• [Supplied information]

PR #40818, opened 2024-09-13
[opt](routine load) optimize routine load timeout logic

sollhui:
If IO/CPU resources are tight, routine load task is likely to timeout. The current method is self-adaption backoff https://github.com/apache/doris/pull/32227, but the problem is it will do some ineffective work to match proper timeout. For one routine load task, a better way to handle task is finishing executing instead of retry when  resources are tight. Therefore, this pr increase timeout to make "task always finish even if it is slow when resources are tight".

• [Task description] Check each line of the listing above for the string "load", then give how many lines have it. No other text.

• [Answer for the task] 2